You will never know, the cause? There is a term called 'cold welding', I have never had a case neck weld to the bullet so I have to take someone's word for it. I have pulled down a lot of loaded ammo I did not load, I have crushed cases seating bullets, the plan was to loosen bullet hold, on the neck and sometimes on the shoulder there was the appearance of rotten brass, I have pulled bullets when the neck came off with the bullet. Something like unlike metals and electrolysis or someone loading with bad habits, the bad habit being cleaning cases with an acid and not removing it before loading.

F. Guffey
 
Quote...

You will never know, the cause? There is a term called 'cold welding', I have never had a case neck weld to the bullet so I have to take someone's word for it. I have pulled down a lot of loaded ammo I did not load, I have crushed cases seating bullets, the plan was to loosen bullet hold, on the neck and sometimes on the shoulder there was the appearance of rotten brass, I have pulled bullets when the neck came off with the bullet. Something like unlike metals and electrolysis or someone loading with bad habits, the bad habit being cleaning cases with an acid and not removing it before loading.

F. Guffey

I have .44 Mag round that Cold / Pressure Welded its self together.... no amount of pounding with the "Bullet puller" will separate the bullet from the case. As a matter of fact, the lead core of the 300gr XTP started to "flow" out from the HP, rather than the bullet jacket budging from the case.
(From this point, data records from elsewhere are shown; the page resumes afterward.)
PR #389, opened 2023-03-15
Enable periodic faces for global-coarsening multigrid

### LINKED ISSUE #387: GridUtilities::create_triangulation() does not take into account periodic faces
The newly introduced utility functions in `GridUtilities` do not take into account periodic faces. It seems as if we need to extend the interfaces such that `lambda_create_triangulation` can impose/set periodic faces.

This raises the question whether the `Grid` class (see https://github.com/exadg/exadg/blob/master/include/exadg/grid/grid.h) is well-designed at all? It currently looks like

```c++
class Grid
{
  ....

  std::shared_ptr<dealii::Triangulation<dim>> triangulation;

  std::vector<std::shared_ptr<dealii::Triangulation<dim> const>> coarse_triangulations;

  PeriodicFaces periodic_faces;

  std::shared_ptr<dealii::Mapping<dim>> mapping;
}
```

- For global coarsening multigrid, I assume we need a vector of `PeriodicFaces`, right? See also issue https://github.com/exadg/exadg/issues/282.
- Issue https://github.com/exadg/exadg/issues/322 points to similar problems in terms of mappings for global-coarsening multigrid.

SUGGESTION: Wouldn't it make more sense to design the `Grid` class the following way:

```c++
class Grid
{
  ....

  std::shared_ptr<dealii::Triangulation<dim>> triangulation;

  PeriodicFaces periodic_faces;

  std::shared_ptr<dealii::Mapping<dim>> mapping;
}
```
and then pass `Grid fine_grid` as well as `std::vector<Grid> coarse_grids` to multigrid (for global-coarsening multigrid) as well as to the grid utility functions and `lambda_create_triangulation()`. With this design, a `Grid` refers to a single multigrid level. It is essentially a struct grouping together `triangulation`, `periodic_faces`, `mapping`.

This is somewhat a prerequisite to proceed with #385 and #282, which is why I consider this of HIGH priority.

@kronbichler @peterrum @bergbauer @richardschu Please share your opinion.

nfehn:
closes #387

### DIFF
--- a/include/exadg/grid/grid.h
+++ b/include/exadg/grid/grid.h
@@ -47,7 +47,15 @@ public:
   /**
    * Constructor.
    */
-  Grid(GridData const & data, MPI_Comm const & mpi_comm);
+  Grid()
+  {
+  }
+
+  /**
+   * Initialize function
+   */
+  void
+  initialize(GridData const & data, MPI_Comm const & mpi_comm);
 
   /**
    * dealii::Triangulation.
--- a/include/exadg/grid/grid.h
+++ b/include/exadg/grid/grid.h
@@ -45,37 +45,9 @@ public:
     PeriodicFacePairs;
 
   /**
-   * dealii::Triangulation.
-   */
-  std::shared_ptr<dealii::Triangulation<dim>> triangulation;
-
-  /**
-   * dealii::GridTools::PeriodicFacePair's.
-   */
-  PeriodicFacePairs periodic_faces;
-
-  /**
-   * dealii::Mapping.
-   */
-  std::shared_ptr<dealii::Mapping<dim>> mapping;
-};
-
-/**
- * A grid manager class that we need in order to support global-coarsening multigrid and keep
- * interfaces lean.
- */
-template<int dim>
-class GridManager
-{
-public:
-  typedef typename std::vector<
-    dealii::GridTools::PeriodicFacePair<typename dealii::Triangulation<dim>::cell_iterator>>
-    PeriodicFaces;
-
-  /**
    * Constructor.
    */
-  GridManager()
+  Grid()
   {
   }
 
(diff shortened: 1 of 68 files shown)


include/exadg/grid/grid.h
```diff
@@ -68,6 +99,23 @@ class Grid
...
+   * a vector of dealii::GridTools::PeriodicFacePair's for the coarse triangulations required for
+   * global coarsening multigrid.
+   */
+  std::vector<PeriodicFaces> coarse_periodic_faces;
+
+  /**
+   * a vector of dealii::Mapping's for the coarse triangulations required for global coarsening
+   * multigrid.
+   */
+  std::vector<std::shared_ptr<dealii::Mapping<dim>>> coarse_mapping;
```
kronbichler, line 118: Do you plan to switch these three variables to
```c++
  std::vector<Grid<dim>> coarse_grids;
```
in the future?

nfehn: happening right now

nfehn: Things turned out much more complicated than I thought yesterday. "Hiding" mapping inside `Grid` inside `GridManager` is not compatible with the Moving Mesh (ALE) functionality in ExaDG, which would need some major refactoring that should not get mixed with the intention of the present PR, namely allowing periodic faces for global coarsening multigrid. I think we need to do things step-by-step and for now just insert a vector of PeriodicFaces for all the coarse triangulations into the class `Grid`. Five hours of making changes to the code indicate once more to work as much as possible on plain deal.II data types since this allows most stable interfaces, even though they might be growing over time (like the one for our multigrid implementation).

nfehn:
I think I have now included everything to enable periodic boundary conditions for global-coarsening multigrid.

include/exadg/grid/grid_utilities.h
```diff
@@ -90,6 +94,45 @@ get_mesh_smoothing(bool const use_local_smoothing_multigrid, ElementType const &
   return mesh_smoothing;
 }
 
+
+/**
```
nfehn, line 98: copied from PR #388 for the time being

kronbichler (approved):

nfehn:
It think we should first merge #388, because that PR originally introduces the utility function for periodic face pairs.

kronbichler (approved):

PR #394, opened 2023-03-23
[WIP] use target link library instead of macro

jh66637:


nfehn:
@jh66637 Could you explain how/whether this is related to https://github.com/dealii/dealii/pull/14962?

jh66637:
This is somewhat independent. With the fix in https://github.com/dealii/dealii/pull/14962 everything should work again. While we need the CMake macro for the tests, we do not necessarily need it for linking the executables. Just using ```target_link_libraries()``` is the modern way how to use CMake. This way we can also use the keywords under discussion independent of the macro in deal.II, so I would consider it to be more stable.

scripts/config_exadg.sh
```diff
@@ -37,6 +37,8 @@ FFTW=$WORKING_DIRECTORY/fftw/install
 LIKWID=$WORKING_DIRECTORY/likwid/install
 
 cmake \
+    -D CMAKE_BUILD_TYPE="DebugRelease" \
```
nfehn, line 40: What is the meaning of `DebugRelease` here? In the CMakeLists.txt file we have `ADD_CUSTOM_TARGET` where we can switch between debug and release?

CMakeLists.txt
```diff
@@ -25,7 +25,7 @@
 #
 #########################################################################
 
-CMAKE_MINIMUM_REQUIRED(VERSION 3.1.0)
+CMAKE_MINIMUM_REQUIRED(VERSION 3.16)
```
nfehn, line 28: Has anyone concerns regarding version 3.16? Is this decision final on the deal.II side?

cmake/macros/macro_exadg_pickup_exe.cmake
```diff
@@ -28,8 +28,6 @@
 MACRO(EXADG_PICKUP_EXE FILE_NAME TARGET_NAME EXE_NAME)
```
nfehn, line 28: It looks like `EXE_NAME` is no longer used?

nfehn:
Thanks for improving/simplying cmake content in ExaDG. For me it looks like the cmake flags and the changes in CMakeLists.txt (and the macro) are somewhat independent changes that would optimally be realized as separate PRs.

cmake/macros/macro_exadg_pickup_exe.cmake
jh66637: Yes, there is no need anymore. I have to remove it from the interface.

scripts/config_exadg.sh
```diff
@@ -37,6 +37,8 @@ FFTW=$WORKING_DIRECTORY/fftw/install
...
+    -D CMAKE_C_FLAGS="-march=native -Wno-array-bounds" \
```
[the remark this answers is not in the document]
jh66637: This relates to the deal.II setup script. I suppose CXX should work as well. These lines of code become relevant since the deal.II macro does not take care about it anymore.

jh66637:
@nfehn I will split this PR into separate PRs. As mentioned, this is not urgent anymore since the failing pipeline was fixed by deal.II. I still think this is the way to go. I am converting this PR to a draft in the meantime such that I have a reminder to do this. I hope I will find the time soon.

nfehn:
@jh66637 is this PR still work planned for the future, or is this topic already outdated?

jh66637:
I still think we should switch to the new interface. But since currently everything is working using the CMake macros from deal.II, this is not high priority for me.

nfehn:
Would it now make sense to continue with this PR?

jh66637:
Probably yes, since the changes in the build system are finalized in `deal.II 9.5`. There are some more pressing topics on my table but I will do this! I'll ping you when I found the time.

Since this happened prior to the internet, it always was in the back of my mind "Why ?"

Since then, I have noticed some common factors in cold / pressure welding...

Both the bullets copper jacket and the nickel cases were squeaky clean... so there was nothing to act as a "Barrier / release agent" between those two.

Surprisingly it can happen with ultrasonic cleaned cases as well. When they are "to clean".

http://bulletin.accurateshooter.com/2013/05/ultrasonic-cleaning-case-neck-friction-and-bullet-seating/

Just thought I'd share... since it took decades to finally get an answer...
 
Thanks everyone, After a lot of web research I found I can get 6.5/284 brass and also a 284 case neck expander 7mm is the same. I've been looking for ammo and brass on the internet for 2 years probably more, put my name on lists for seasonal runs, I don't know when those seasonal runs occur but not very often cuz they haven't come up yet. It is a fun gun to shoot and was running out of resources I'm glad I found a way to keep shooting it. On a side note, the scope on the the gun is 30 plus years good at 100 yards is not so great at 200 any suggestions for reasonably priced scope where the target is still visible at 300 yards?
 
I have a 6.5mm284 barrel. I found the dies cheap, seems the previous owner was misinformed and misguided, he ground the bottom of the die because he had a short chambered rifle. No problem for me, I adjust the die to size the length of the case when off setting the length of the chamber. I have a good grip on the concept of zero, for me there is the 'either side of zero'.

I start after I have the dies, cases and barrel, just over a month ago I started rounding up cases, my cases. I needed 300 belted magnum to start with so I started sorting. I now have the cases in order.

Belted magnum: In the beginning little concern was given to the chamber in front of the belt, it was a matter of pinning the case to the rear and pulling the trigger. All the case body had to do was fill the chamber. Seems nothing has changed. I have a box of Hornady 7mm Remington 2/Magnum with coated bullets. The length of the case from shoulder/datum to the case head is shortern by .020" than any of the 200+ 7mm Remington cases I have.

When I install the barrel I will decide if the rifle will shoot new factory ammo with lots of room for the case to travel or cases that have been sized to minimum length/full length sized.

F. Guffey
 
Mr Guffey, what you said reminded me of a question I had on belted magnum cases. After these cases are all once-fired, will you size them to headspace on the belt or on the shoulders? I would go for the latter.

Not trying to hijack the thread, but just remembered the question.